Input data –
-- -- --

PR #5331, opened 2021-03-09
httparse: Initial integration

DavidKorczynski:
[httparse](https://crates.io/crates/httparse) is a http parser user by widely-used Rust libraries e.g. Tokio-core (used by many to implement asynchronous I/O) and hyper https://crates.io/crates/httparse/reverse_dependencies. 

@seanmonstar would you be interested in integrating httparse into oss-fuzz? It will make the fuzzers run continuously and you will receive reports whenever crashes are found. If you would like to integrate, could you please provide a set of email(s) that will get access to the data produced by OSS-Fuzz, such as bug reports. The emails should be linked to a Google account in order to view the detailed reports and notice the emails affiliated with the project will be public in the OSS-Fuzz repo, as they will be part of a configuration file.

### DIFF
--- a/projects/httparse/Dockerfile
+++ b/projects/httparse/Dockerfile
@@ -1,0 +1,22 @@
+# Copyright 2020 Google Inc.
+#
+# Licensed under the Apache License, Version 2.0 (the "License");
+# you may not use this file except in compliance with the License.
+# You may obtain a copy of the License at
+#
+#      http://www.apache.org/licenses/LICENSE-2.0
+#
+# Unless required by applicable law or agreed to in writing, software
+# distributed under the License is distributed on an "AS IS" BASIS,
+# WITHOUT WARRANTIES OR CONDITIONS OF ANY KIND, either express or implied.
+# See the License for the specific language governing permissions and
+# limitations under the License.
+#
+################################################################################
+FROM gcr.io/oss-fuzz-base/base-builder
+RUN apt-get update && apt-get install -y make autoconf automake libtool curl cmake python llvm-dev libclang-dev clang
+
+RUN git clone https://github.com/seanmonstar/httparse
+WORKDIR $SRC
+
+COPY build.sh $SRC/
--- a/projects/httparse/Dockerfile
+++ b/projects/httparse/Dockerfile
@@ -1,4 +1,4 @@
-# Copyright 2020 Google Inc.
+# Copyright 2021 Google LLC
 #
 # Licensed under the Apache License, Version 2.0 (the "License");
 # you may not use this file except in compliance with the License.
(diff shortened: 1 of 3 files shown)


seanmonstar:
Sure, this sounds wonderful! Would it be possible to fuzz the 3 implementations (scalar Rust, SSE4.2, AVX2)?

DavidKorczynski:
> Sure, this sounds wonderful! Would it be possible to fuzz the 3 implementations (scalar Rust, SSE4.2, AVX2)?

Great! Which email(s) can I use for the project? The emails should be linked to a Google account in order to view the detailed reports. 

Could you elaborate a bit here - does this refer to different ways of compiling the fuzzers in different ways? Currently the fuzzers `parse_request`, `parse_headers` and `parse_chunk_size` are fuzzed.

seanmonstar:
> Which email(s) can I use for the project? The emails should be linked to a Google account in order to view the detailed reports.

In that case, seanmonstar AT gmail.

> Could you elaborate a bit here

Sure! So, part of my question is whether the machines running the fuzzing even have those CPU features at all. If they do, there are some environment variables that can be set (for `httparse` and `rustc`) to explicitly enable or disable them.

1. `CARGO_CFG_HTTPARSE_DISABLE_SIMD=1` will force httparse to never try to feature detect SIMD.
2. `RUSTFLAGS="-C target_feature=+sse4.2"` will tell rustc to enable SSE4.2
3. `RUSTFLAGS="-C target_feature=+avx2"` will tell rustc to enable AVX2.

I _think_ that should do it... But again, only worth it if the machines support it (and if we're allowed to increase the runs by 3x).

DavidKorczynski:
> > Which email(s) can I use for the project? The emails should be linked to a Google account in order to view the detailed reports.
> 
> In that case, seanmonstar AT gmail.
> 
> > Could you elaborate a bit here
> 
> Sure! So, part of my question is whether the machines running the fuzzing even have those CPU features at all. If they do, there are some environment variables that can be set (for `httparse` and `rustc`) to explicitly enable or disable them.
> 
> 1. `CARGO_CFG_HTTPARSE_DISABLE_SIMD=1` will force httparse to never try to feature detect SIMD.
> 2. `RUSTFLAGS="-C target_feature=+sse4.2"` will tell rustc to enable SSE4.2
> 3. `RUSTFLAGS="-C target_feature=+avx2"` will tell rustc to enable AVX2.
> 
> I _think_ that should do it... But again, only worth it if the machines support it (and if we're allowed to increase the runs by 3x).

Ah cool - I am not sure about the architecture tbh. I will dig a bit deeper into this and get back to you. Does httparse have a lot of code dedicated to this code being there?

DavidKorczynski:
@inferno-chromium @jonathanmetzman @oliverchang calling on the current sheriff this one is ready to go.

jonathanmetzman (approved):
LGTM

PR #5333, opened 2021-03-09
claxon: initial integration.

DavidKorczynski:
@ruuda would you be interested in integrating Claxon into oss-fuzz? It will make the fuzzers run continuously and you will receive reports whenever crashes are found. If you would like to integrate, could you please provide a set of email(s) that will get access to the data produced by OSS-Fuzz, such as bug reports. The emails should be linked to a Google account in order to view the detailed reports and notice the emails affiliated with the project will be public in the OSS-Fuzz repo, as they will be part of a configuration file.

### DIFF
--- a/projects/claxon/Dockerfile
+++ b/projects/claxon/Dockerfile
@@ -1,0 +1,23 @@
+# Copyright 2021 Google LLC
+#
+# Licensed under the Apache License, Version 2.0 (the "License");
+# you may not use this file except in compliance with the License.
+# You may obtain a copy of the License at
+#
+#      http://www.apache.org/licenses/LICENSE-2.0
+#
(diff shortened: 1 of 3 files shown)


ruuda:
I don’t have a strong objection to this, but it is probably not the most valuable use of compute power and electricity. Claxon is stable, the latest version is almost 4 years old, and the flac format is stable. This is not a project that is continuously evolving, where it is important to catch regressions early (as compared to a project like LibreSSL or OpenSSH). I’ve run the fuzzers extensively on my own machines to the point where coverage has converged, and I think it is unlikely that running it 24/7 on oss-fuzz is going to discover any new code paths. I do run the fuzzers before making a new release, so in this particular case I think that the benefit of continuous fuzzing is relatively small.

PR #5334, opened 2021-03-09
Use a special email address to manage security

lunny:
The email should be sent to the security email address of Gitea but not the admin email address. For trust proof, I'm one of the Owners of Gitea. https://github.com/go-gitea/gitea/blob/master/CONTRIBUTING.md#owners

### DIFF
--- a/projects/gitea/project.yaml
+++ b/projects/gitea/project.yaml
@@ -1,5 +1,5 @@
 homepage: "https://github.com/go-gitea/gitea"
-primary_contact: "admin@gitea.io"
+primary_contact: "security@gitea.io"
 auto_ccs :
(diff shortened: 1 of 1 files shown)


jonathanmetzman (approved):
LGTM

jonathanmetzman:
FYI, if the email is going to a list, you may have trouble downloading testcases if they are from a security bug.
You may want to add your email address so you can authenticate.

jonathanmetzman:
> > FYI, if the email is going to a list, you may have trouble downloading testcases if they are from a security bug.
> > You may want to add your email address so you can authenticate.
> 
> Thanks for reminder! Should I add them to `auto_ccs`?

Sure. That works.

PR #5343, opened 2021-03-09
[infra] Remove minijail.

jonathanmetzman:
We don't need minijail tooling anymore since we aren't using it
on OSS-Fuzz.


inferno-chromium (approved):

oliverchang:
LGTM

PR #5347, opened 2021-03-09
[cairo] Add vendor_ccs

tysmith:


jonathanmetzman (approved):
LGTM
Since there are no view restrictions, this is just convience for mozilla folks.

-- -- --

Work to be completed – Please repeat the records so that each one reads exactly as it does above.

Solved exercise –
PR #5331, opened 2021-03-09
httparse: Initial integration

DavidKorczynski:
[httparse](https://crates.io/crates/httparse) is a http parser user by widely-used Rust libraries e.g. Tokio-core (used by many to implement asynchronous I/O) and hyper https://crates.io/crates/httparse/reverse_dependencies. 

@seanmonstar would you be interested in integrating httparse into oss-fuzz? It will make the fuzzers run continuously and you will receive reports whenever crashes are found. If you would like to integrate, could you please provide a set of email(s) that will get access to the data produced by OSS-Fuzz, such as bug reports. The emails should be linked to a Google account in order to view the detailed reports and notice the emails affiliated with the project will be public in the OSS-Fuzz repo, as they will be part of a configuration file.

### DIFF
--- a/projects/httparse/Dockerfile
+++ b/projects/httparse/Dockerfile
@@ -1,0 +1,22 @@
+# Copyright 2020 Google Inc.
+#
+# Licensed under the Apache License, Version 2.0 (the "License");
+# you may not use this file except in compliance with the License.
+# You may obtain a copy of the License at
+#
+#      http://www.apache.org/licenses/LICENSE-2.0
+#
+# Unless required by applicable law or agreed to in writing, software
+# distributed under the License is distributed on an "AS IS" BASIS,
+# WITHOUT WARRANTIES OR CONDITIONS OF ANY KIND, either express or implied.
+# See the License for the specific language governing permissions and
+# limitations under the License.
+#
+################################################################################
+FROM gcr.io/oss-fuzz-base/base-builder
+RUN apt-get update && apt-get install -y make autoconf automake libtool curl cmake python llvm-dev libclang-dev clang
+
+RUN git clone https://github.com/seanmonstar/httparse
+WORKDIR $SRC
+
+COPY build.sh $SRC/
--- a/projects/httparse/Dockerfile
+++ b/projects/httparse/Dockerfile
@@ -1,4 +1,4 @@
-# Copyright 2020 Google Inc.
+# Copyright 2021 Google LLC
 #
 # Licensed under the Apache License, Version 2.0 (the "License");
 # you may not use this file except in compliance with the License.
(diff shortened: 1 of 3 files shown)


seanmonstar:
Sure, this sounds wonderful! Would it be possible to fuzz the 3 implementations (scalar Rust, SSE4.2, AVX2)?

DavidKorczynski:
> Sure, this sounds wonderful! Would it be possible to fuzz the 3 implementations (scalar Rust, SSE4.2, AVX2)?

Great! Which email(s) can I use for the project? The emails should be linked to a Google account in order to view the detailed reports. 

Could you elaborate a bit here - does this refer to different ways of compiling the fuzzers in different ways? Currently the fuzzers `parse_request`, `parse_headers` and `parse_chunk_size` are fuzzed.

seanmonstar:
> Which email(s) can I use for the project? The emails should be linked to a Google account in order to view the detailed reports.

In that case, seanmonstar AT gmail.

> Could you elaborate a bit here

Sure! So, part of my question is whether the machines running the fuzzing even have those CPU features at all. If they do, there are some environment variables that can be set (for `httparse` and `rustc`) to explicitly enable or disable them.

1. `CARGO_CFG_HTTPARSE_DISABLE_SIMD=1` will force httparse to never try to feature detect SIMD.
2. `RUSTFLAGS="-C target_feature=+sse4.2"` will tell rustc to enable SSE4.2
3. `RUSTFLAGS="-C target_feature=+avx2"` will tell rustc to enable AVX2.

I _think_ that should do it... But again, only worth it if the machines support it (and if we're allowed to increase the runs by 3x).

DavidKorczynski:
> > Which email(s) can I use for the project? The emails should be linked to a Google account in order to view the detailed reports.
> 
> In that case, seanmonstar AT gmail.
> 
> > Could you elaborate a bit here
> 
> Sure! So, part of my question is whether the machines running the fuzzing even have those CPU features at all. If they do, there are some environment variables that can be set (for `httparse` and `rustc`) to explicitly enable or disable them.
> 
> 1. `CARGO_CFG_HTTPARSE_DISABLE_SIMD=1` will force httparse to never try to feature detect SIMD.
> 2. `RUSTFLAGS="-C target_feature=+sse4.2"` will tell rustc to enable SSE4.2
> 3. `RUSTFLAGS="-C target_feature=+avx2"` will tell rustc to enable AVX2.
> 
> I _think_ that should do it... But again, only worth it if the machines support it (and if we're allowed to increase the runs by 3x).

Ah cool - I am not sure about the architecture tbh. I will dig a bit deeper into this and get back to you. Does httparse have a lot of code dedicated to this code being there?

DavidKorczynski:
@inferno-chromium @jonathanmetzman @oliverchang calling on the current sheriff this one is ready to go.

jonathanmetzman (approved):
LGTM

PR #5333, opened 2021-03-09
claxon: initial integration.

DavidKorczynski:
@ruuda would you be interested in integrating Claxon into oss-fuzz? It will make the fuzzers run continuously and you will receive reports whenever crashes are found. If you would like to integrate, could you please provide a set of email(s) that will get access to the data produced by OSS-Fuzz, such as bug reports. The emails should be linked to a Google account in order to view the detailed reports and notice the emails affiliated with the project will be public in the OSS-Fuzz repo, as they will be part of a configuration file.

### DIFF
--- a/projects/claxon/Dockerfile
+++ b/projects/claxon/Dockerfile
@@ -1,0 +1,23 @@
+# Copyright 2021 Google LLC
+#
+# Licensed under the Apache License, Version 2.0 (the "License");
+# you may not use this file except in compliance with the License.
+# You may obtain a copy of the License at
+#
+#      http://www.apache.org/licenses/LICENSE-2.0
+#
(diff shortened: 1 of 3 files shown)


ruuda:
I don’t have a strong objection to this, but it is probably not the most valuable use of compute power and electricity. Claxon is stable, the latest version is almost 4 years old, and the flac format is stable. This is not a project that is continuously evolving, where it is important to catch regressions early (as compared to a project like LibreSSL or OpenSSH). I’ve run the fuzzers extensively on my own machines to the point where coverage has converged, and I think it is unlikely that running it 24/7 on oss-fuzz is going to discover any new code paths. I do run the fuzzers before making a new release, so in this particular case I think that the benefit of continuous fuzzing is relatively small.

PR #5334, opened 2021-03-09
Use a special email address to manage security

lunny:
The email should be sent to the security email address of Gitea but not the admin email address. For trust proof, I'm one of the Owners of Gitea. https://github.com/go-gitea/gitea/blob/master/CONTRIBUTING.md#owners

### DIFF
--- a/projects/gitea/project.yaml
+++ b/projects/gitea/project.yaml
@@ -1,5 +1,5 @@
 homepage: "https://github.com/go-gitea/gitea"
-primary_contact: "admin@gitea.io"
+primary_contact: "security@gitea.io"
 auto_ccs :
(diff shortened: 1 of 1 files shown)


jonathanmetzman (approved):
LGTM

jonathanmetzman:
FYI, if the email is going to a list, you may have trouble downloading testcases if they are from a security bug.
You may want to add your email address so you can authenticate.

jonathanmetzman:
> > FYI, if the email is going to a list, you may have trouble downloading testcases if they are from a security bug.
> > You may want to add your email address so you can authenticate.
> 
> Thanks for reminder! Should I add them to `auto_ccs`?

Sure. That works.

PR #5343, opened 2021-03-09
[infra] Remove minijail.

jonathanmetzman:
We don't need minijail tooling anymore since we aren't using it
on OSS-Fuzz.


inferno-chromium (approved):

oliverchang:
LGTM

PR #5347, opened 2021-03-09
[cairo] Add vendor_ccs

tysmith:


jonathanmetzman (approved):
LGTM
Since there are no view restrictions, this is just convience for mozilla folks.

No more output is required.